News

Improved Text Searching

07/11

Simple text searches at rcsb.org are now easier and more accurate. Text searching from the top query bar uses the combined power of the open source Apache Solr platform and an indexing of PDBx/mmCIF data.

Access this new functionality by entering a search term or terms in the top bar of any RCSB PDB page and hitting ‘Go’ or a keyboard return. Searches for multiple words (for example, insulin receptor) and queries for adjacent words enclosed in double quotation marks (for example, “insulin receptor”) may return different results.
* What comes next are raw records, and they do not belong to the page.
PR #59, opened 2017-07-21
Model config keeps NUM_REALIZATIONS

markusdregi:
**Task**
_Yet another PR on the path towards no config loading within enkf_main. Let model_config keep the number of realizations._

**Pre un-WIP checklist**

### DIFF
--- a/libenkf/src/enkf_main.c
+++ b/libenkf/src/enkf_main.c
@@ -2166,7 +2166,7 @@ static void enkf_main_init_obs(
   }
 }
 
-static void enkf_main_init_ensemble(enkf_main_type * enkf_main) {
+static void enkf_main_add_ensemble_members(enkf_main_type * enkf_main) {
   const model_config_type * model_config = enkf_main_get_model_config(enkf_main);
   int num_realizations = model_config_get_num_realizations(model_config);
   enkf_main_resize_ensemble(enkf_main, num_realizations);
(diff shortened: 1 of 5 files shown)


libenkf/src/enkf_main.c
```diff
@@ -2166,6 +2166,11 @@ static void enkf_main_init_obs(
   }
 }
 
+static void enkf_main_init_ensemble(enkf_main_type * enkf_main) {
```
joakim-hove: This is a *very limited* initialization - I fear the name creates confusion. What about: `enkf_main_add_ensemble_members( )`?

python/python/res/enkf/model_config.py
```diff
@@ -118,3 +119,7 @@ def getEnspath(self):
     def getRunpathFormat(self):
         """ @rtype: PathFormat """
         return self._get_runpath_fmt()
+
+    @property
```
joakim-hove, line 123: Discussion: are we all in on properties? I thought no!

joakim-hove (commented):
This can be merged - but:

1. The `enkf_main_init_ensemble( )` function should be renamed.

2. We should have a common agreement on the use properties.

libenkf/src/enkf_main.c
markusdregi: Sure, I'll change it

python/python/res/enkf/model_config.py
markusdregi: I thought yes. So lets have a discussion on this after stand up..

joakim-hove (approved):

PR #66, opened 2017-07-26
Enkf main no longer initializes from file

markusdregi:
**Task**
_Remove the last part of enkf_main's initialization that depends on the configuration file provided by the user._

**Approach**
_enkf_main_alloc no longer takes the filename of the configuration file as an argument._

**Pre un-WIP checklist**

**Depends on**
* Statoil/ert#47

### DIFF
--- a/python/python/res/enkf/enkf_main.py
+++ b/python/python/res/enkf/enkf_main.py
@@ -32,7 +32,7 @@ from res.enkf.key_manager import KeyManager
 
 class EnKFMain(BaseCClass):
     TYPE_NAME = "enkf_main"
-    _alloc = EnkfPrototype("void* enkf_main_alloc(char*, res_config, bool, bool)", bind = False)
+    _alloc = EnkfPrototype("void* enkf_main_alloc(res_config, bool, bool)", bind = False)
     _create_new_config = EnkfPrototype("void enkf_main_create_new_config(char* , char*, char* , int)", bind = False)
 
     _free = EnkfPrototype("void enkf_main_free(enkf_main)")
@@ -73,9 +73,16 @@ class EnKFMain(BaseCClass):
     _get_res_config = EnkfPrototype("res_config_ref enkf_main_get_res_config(enkf_main)")
 
 
-    def __init__(self, model_config, res_config=None, strict=True, verbose=True):
+    def __init__(self, model_config=None, res_config=None, strict=True, verbose=True):
         if model_config is not None and not isfile(model_config):
             raise IOError('No such configuration file "%s".' % model_config)
+
+        if model_config is not None and res_config is not None:
+            raise ValueError(
+                        "Expected either model_config or res_config to be None"
+                        )
+
+        # TODO: Deprecation warning it model_config is not None
 
         if res_config is None:
             res_config = ResConfig(model_config)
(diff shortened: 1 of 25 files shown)


python/python/res/enkf/enkf_main.py
```diff
@@ -73,27 +74,19 @@ class EnKFMain(BaseCClass):
     _get_res_config = EnkfPrototype("res_config_ref enkf_main_get_res_config(enkf_main)")
 
 
-    def __init__(self, model_config, res_config=None, strict=True, verbose=True):
-        if model_config is not None and not isfile(model_config):
-            raise IOError('No such configuration file "%s".' % model_config)
+    def __init__(self, config, strict=True, verbose=True):
```
joakim-hove, line 75: Some comment here: `config` *should* be a `ResConfig` instance, but for backward compatibility we will for a period also allow a string?!

python/python/res/enkf/enkf_main.py
```diff
@@ -106,10 +99,40 @@ def __init__(self, model_config, res_config=None, strict=True, verbose=True):
         self.__key_manager = KeyManager(self)
 
 
+    def _init_res_config(self, config):
```
joakim-hove, line 107: This can be a loose function outside of class scope.

python/python/res/server/ertrpcserver.py
```diff
@@ -39,24 +40,14 @@ def createFault(error, message):
     error_code = INVERSE_FAULT_CODES[error]
     return Fault(error_code, message)
 
-
-
 class ErtRPCServer(SimpleXMLRPCServer):
-    def __init__(self, config, host="localhost", port=0, log_requests=False, verbose_queue=False):
+    def __init__(self, enkf_main=None, res_config=None, host="localhost", port=0, log_requests=False, verbose_queue=False):
```
joakim-hove: Should maybe make it clearer from the api which of the arguments, i.e. `enkf_main` and `res_config` which is *preferred*?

The first search finds results where the words appear anywhere in the entry, whereas the second returns results where the search terms appear exactly as ordered.

Search results are assigned “Match Scores” to help indicate the relevance of the result and to sort structures from “Higher to Lower” matches and vice versa. The figure below shows a search for the name Perutz.

RCSB PDB News Image

When a search term appears in one of the following categories, the corresponding PDBx/mmCIF tokens are highlighted to help users gauge level of interest.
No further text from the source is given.